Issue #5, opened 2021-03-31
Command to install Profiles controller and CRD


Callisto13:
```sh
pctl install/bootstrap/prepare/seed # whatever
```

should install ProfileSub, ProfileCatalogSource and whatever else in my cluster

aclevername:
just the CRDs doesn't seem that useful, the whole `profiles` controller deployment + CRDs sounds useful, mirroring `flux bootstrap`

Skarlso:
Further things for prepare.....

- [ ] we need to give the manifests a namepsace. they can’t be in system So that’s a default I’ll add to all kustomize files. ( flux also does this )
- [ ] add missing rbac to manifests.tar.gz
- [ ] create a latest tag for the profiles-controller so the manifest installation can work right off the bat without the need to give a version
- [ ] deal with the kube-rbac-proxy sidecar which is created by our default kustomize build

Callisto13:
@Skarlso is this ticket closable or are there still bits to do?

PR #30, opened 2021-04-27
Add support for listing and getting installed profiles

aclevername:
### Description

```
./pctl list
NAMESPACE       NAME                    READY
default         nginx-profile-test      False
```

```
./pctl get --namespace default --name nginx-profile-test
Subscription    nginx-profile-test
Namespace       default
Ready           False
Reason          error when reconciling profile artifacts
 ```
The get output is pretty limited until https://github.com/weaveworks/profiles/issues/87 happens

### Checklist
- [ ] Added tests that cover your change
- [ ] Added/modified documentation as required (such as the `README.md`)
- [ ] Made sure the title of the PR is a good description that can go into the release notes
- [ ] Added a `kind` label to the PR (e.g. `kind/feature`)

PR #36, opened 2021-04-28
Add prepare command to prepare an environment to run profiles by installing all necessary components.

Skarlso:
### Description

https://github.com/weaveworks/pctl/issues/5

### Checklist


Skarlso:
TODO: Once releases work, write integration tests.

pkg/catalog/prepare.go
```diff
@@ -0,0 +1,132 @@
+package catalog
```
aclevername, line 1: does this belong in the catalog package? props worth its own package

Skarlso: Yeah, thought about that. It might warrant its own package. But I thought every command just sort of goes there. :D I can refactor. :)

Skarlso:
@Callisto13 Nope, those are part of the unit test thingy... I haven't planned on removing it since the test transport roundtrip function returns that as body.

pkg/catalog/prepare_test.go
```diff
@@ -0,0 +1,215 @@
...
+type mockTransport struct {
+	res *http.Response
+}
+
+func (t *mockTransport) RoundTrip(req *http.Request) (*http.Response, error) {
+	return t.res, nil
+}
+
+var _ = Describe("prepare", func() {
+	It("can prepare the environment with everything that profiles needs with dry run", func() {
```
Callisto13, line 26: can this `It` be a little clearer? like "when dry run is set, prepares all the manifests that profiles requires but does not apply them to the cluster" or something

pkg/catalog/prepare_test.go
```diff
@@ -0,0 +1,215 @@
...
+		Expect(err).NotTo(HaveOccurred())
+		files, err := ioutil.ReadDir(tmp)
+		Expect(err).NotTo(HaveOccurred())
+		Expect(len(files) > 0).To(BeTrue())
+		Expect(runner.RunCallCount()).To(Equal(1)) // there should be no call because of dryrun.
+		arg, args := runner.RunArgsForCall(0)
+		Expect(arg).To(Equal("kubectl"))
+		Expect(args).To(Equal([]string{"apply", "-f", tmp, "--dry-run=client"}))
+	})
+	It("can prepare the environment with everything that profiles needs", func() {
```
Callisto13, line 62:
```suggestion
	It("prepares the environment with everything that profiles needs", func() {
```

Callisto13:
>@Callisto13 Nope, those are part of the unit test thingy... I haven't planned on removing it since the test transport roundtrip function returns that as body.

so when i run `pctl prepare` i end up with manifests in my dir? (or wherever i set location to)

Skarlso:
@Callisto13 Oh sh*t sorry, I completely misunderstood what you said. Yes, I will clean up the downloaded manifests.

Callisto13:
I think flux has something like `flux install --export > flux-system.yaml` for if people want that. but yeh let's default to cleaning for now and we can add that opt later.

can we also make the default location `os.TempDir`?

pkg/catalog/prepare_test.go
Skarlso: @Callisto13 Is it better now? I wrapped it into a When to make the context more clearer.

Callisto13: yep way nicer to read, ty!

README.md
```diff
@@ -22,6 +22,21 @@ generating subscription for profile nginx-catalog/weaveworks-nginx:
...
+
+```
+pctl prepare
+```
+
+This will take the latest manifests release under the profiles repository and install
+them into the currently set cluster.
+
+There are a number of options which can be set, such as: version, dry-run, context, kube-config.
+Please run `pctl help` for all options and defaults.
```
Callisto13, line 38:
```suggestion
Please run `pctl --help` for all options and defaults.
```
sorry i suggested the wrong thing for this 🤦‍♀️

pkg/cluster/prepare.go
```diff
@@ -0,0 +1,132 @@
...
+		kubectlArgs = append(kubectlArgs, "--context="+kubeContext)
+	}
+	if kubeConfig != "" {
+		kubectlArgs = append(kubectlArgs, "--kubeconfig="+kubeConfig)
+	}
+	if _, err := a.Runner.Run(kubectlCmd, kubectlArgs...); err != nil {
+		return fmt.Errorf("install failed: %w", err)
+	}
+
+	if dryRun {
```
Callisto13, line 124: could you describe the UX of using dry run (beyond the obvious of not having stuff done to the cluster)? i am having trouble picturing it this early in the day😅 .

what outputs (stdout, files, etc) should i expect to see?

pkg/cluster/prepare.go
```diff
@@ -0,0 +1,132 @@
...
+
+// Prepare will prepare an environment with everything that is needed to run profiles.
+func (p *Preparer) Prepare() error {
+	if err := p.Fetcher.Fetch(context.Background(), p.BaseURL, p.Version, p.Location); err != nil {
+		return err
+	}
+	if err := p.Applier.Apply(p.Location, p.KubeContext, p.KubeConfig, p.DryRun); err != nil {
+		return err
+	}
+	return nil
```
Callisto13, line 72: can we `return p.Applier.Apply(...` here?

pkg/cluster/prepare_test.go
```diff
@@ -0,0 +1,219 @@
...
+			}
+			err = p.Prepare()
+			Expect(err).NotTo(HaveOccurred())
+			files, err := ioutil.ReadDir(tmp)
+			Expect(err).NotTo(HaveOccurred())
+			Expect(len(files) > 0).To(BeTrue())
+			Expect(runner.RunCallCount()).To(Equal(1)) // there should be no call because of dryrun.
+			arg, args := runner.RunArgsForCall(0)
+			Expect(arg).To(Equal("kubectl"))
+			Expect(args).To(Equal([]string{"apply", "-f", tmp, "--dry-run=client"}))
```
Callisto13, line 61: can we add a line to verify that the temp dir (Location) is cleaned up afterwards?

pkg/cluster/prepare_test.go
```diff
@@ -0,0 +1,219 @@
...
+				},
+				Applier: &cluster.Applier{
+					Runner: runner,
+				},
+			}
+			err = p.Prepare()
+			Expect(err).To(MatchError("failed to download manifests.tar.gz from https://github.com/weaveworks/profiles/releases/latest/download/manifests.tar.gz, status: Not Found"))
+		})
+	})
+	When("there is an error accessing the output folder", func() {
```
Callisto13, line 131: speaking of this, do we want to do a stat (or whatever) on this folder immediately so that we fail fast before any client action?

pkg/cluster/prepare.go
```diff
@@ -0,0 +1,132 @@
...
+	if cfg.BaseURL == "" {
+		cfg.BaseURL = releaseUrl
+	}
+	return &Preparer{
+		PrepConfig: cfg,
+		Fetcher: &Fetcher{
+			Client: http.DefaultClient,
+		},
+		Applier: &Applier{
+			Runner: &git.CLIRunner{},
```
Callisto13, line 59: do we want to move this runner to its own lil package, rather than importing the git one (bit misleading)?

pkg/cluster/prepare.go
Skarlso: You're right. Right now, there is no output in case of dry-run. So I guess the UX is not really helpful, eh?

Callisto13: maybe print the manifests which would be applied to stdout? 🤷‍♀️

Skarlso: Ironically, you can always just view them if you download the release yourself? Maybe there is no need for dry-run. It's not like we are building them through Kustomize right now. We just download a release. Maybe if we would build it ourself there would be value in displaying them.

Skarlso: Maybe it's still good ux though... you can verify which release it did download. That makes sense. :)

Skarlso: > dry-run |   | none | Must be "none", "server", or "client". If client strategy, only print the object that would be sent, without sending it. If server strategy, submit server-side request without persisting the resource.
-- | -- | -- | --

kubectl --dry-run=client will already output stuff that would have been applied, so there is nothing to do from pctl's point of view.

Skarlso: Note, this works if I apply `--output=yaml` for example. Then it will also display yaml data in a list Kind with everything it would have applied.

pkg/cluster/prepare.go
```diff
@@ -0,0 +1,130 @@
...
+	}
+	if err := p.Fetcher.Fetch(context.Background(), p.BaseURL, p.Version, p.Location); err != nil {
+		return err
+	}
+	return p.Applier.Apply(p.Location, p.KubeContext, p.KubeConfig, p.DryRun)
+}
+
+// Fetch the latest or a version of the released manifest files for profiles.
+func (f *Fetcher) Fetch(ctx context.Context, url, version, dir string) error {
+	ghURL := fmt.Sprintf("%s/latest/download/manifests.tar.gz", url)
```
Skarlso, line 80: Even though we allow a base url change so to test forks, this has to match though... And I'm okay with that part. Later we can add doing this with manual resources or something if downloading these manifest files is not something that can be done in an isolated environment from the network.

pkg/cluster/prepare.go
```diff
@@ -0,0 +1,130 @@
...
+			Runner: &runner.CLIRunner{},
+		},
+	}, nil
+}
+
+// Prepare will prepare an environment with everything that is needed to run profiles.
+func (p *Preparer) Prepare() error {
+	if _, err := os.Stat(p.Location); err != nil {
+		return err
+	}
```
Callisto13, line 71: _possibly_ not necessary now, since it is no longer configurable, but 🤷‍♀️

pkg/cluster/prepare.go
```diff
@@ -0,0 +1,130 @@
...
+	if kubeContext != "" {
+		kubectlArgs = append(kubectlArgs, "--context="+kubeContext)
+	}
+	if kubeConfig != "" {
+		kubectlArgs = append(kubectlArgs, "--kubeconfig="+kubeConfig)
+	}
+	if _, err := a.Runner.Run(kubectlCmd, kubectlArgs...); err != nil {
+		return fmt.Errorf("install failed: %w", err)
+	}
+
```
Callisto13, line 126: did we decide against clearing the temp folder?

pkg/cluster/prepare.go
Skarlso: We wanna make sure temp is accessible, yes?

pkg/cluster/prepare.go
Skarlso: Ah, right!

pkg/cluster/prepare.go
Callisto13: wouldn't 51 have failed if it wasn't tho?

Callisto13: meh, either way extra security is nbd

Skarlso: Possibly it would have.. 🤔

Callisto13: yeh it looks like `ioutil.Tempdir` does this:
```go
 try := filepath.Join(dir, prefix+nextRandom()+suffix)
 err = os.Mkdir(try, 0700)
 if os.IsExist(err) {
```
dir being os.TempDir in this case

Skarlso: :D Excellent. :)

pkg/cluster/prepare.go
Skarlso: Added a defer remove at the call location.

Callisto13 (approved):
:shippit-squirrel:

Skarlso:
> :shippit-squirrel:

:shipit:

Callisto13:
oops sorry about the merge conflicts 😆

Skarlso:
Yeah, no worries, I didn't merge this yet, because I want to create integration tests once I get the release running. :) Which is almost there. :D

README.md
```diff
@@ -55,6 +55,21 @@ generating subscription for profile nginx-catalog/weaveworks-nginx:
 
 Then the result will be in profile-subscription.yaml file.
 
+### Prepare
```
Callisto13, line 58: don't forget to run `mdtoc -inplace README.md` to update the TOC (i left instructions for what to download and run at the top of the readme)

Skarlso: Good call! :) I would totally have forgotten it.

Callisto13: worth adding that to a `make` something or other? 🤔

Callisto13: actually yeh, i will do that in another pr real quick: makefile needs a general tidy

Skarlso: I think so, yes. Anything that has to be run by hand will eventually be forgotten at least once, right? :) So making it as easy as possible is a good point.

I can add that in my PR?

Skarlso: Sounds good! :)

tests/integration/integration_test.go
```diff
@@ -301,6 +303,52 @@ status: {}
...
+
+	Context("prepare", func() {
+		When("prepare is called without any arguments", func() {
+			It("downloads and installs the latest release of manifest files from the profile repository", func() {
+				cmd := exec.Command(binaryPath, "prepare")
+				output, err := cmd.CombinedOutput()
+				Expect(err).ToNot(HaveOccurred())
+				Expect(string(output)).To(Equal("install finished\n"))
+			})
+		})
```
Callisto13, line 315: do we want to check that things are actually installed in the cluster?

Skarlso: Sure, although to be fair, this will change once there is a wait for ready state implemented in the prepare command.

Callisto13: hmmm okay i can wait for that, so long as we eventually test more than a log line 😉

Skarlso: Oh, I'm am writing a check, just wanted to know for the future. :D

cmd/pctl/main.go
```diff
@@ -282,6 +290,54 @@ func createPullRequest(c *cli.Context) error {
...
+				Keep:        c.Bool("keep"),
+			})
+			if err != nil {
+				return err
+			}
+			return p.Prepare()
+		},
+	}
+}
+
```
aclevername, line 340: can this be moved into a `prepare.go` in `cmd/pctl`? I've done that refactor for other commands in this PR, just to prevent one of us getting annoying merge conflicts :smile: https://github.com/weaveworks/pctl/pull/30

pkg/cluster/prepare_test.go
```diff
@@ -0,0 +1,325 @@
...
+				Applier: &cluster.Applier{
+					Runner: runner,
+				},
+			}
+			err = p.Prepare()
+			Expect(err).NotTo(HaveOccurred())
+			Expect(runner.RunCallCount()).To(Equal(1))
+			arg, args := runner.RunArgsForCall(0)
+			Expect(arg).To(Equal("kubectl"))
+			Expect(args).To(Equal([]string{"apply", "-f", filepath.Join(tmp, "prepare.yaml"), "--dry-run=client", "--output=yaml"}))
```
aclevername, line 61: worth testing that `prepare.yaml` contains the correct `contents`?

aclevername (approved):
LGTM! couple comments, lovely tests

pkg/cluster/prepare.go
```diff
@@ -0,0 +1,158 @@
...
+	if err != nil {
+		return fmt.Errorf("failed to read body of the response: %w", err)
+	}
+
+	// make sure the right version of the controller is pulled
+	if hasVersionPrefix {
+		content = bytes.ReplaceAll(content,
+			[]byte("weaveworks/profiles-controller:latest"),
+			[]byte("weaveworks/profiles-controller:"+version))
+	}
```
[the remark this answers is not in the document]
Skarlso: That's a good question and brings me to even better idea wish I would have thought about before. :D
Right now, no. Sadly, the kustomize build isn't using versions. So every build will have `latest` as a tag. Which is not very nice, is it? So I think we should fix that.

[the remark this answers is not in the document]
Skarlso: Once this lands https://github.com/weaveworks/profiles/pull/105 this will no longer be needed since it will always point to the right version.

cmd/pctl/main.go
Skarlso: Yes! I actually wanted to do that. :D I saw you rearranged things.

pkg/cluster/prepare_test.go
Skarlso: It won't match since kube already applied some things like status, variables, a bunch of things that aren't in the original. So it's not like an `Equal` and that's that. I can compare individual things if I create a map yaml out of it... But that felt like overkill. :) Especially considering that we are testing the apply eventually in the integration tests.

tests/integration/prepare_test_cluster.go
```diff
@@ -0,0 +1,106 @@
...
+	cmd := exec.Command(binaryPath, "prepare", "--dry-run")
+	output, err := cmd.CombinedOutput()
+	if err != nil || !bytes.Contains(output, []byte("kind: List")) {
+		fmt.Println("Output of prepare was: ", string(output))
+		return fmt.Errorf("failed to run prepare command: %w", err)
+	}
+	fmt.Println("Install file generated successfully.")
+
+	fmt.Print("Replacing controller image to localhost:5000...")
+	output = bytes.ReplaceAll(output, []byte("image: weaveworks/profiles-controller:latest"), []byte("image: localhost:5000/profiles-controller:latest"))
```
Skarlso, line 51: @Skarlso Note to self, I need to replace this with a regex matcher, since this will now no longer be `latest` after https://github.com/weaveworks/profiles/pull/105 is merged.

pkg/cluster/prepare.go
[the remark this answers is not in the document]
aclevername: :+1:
————————
_The task:_ The answer must hold only the lines from the first line of the data through the line bearing "Further things for prepare.....", returned exactly.

_Your response:_
Issue #5, opened 2021-03-31
Command to install Profiles controller and CRD


Callisto13:
```sh
pctl install/bootstrap/prepare/seed # whatever
```

should install ProfileSub, ProfileCatalogSource and whatever else in my cluster

aclevername:
just the CRDs doesn't seem that useful, the whole `profiles` controller deployment + CRDs sounds useful, mirroring `flux bootstrap`

Skarlso:
Further things for prepare.....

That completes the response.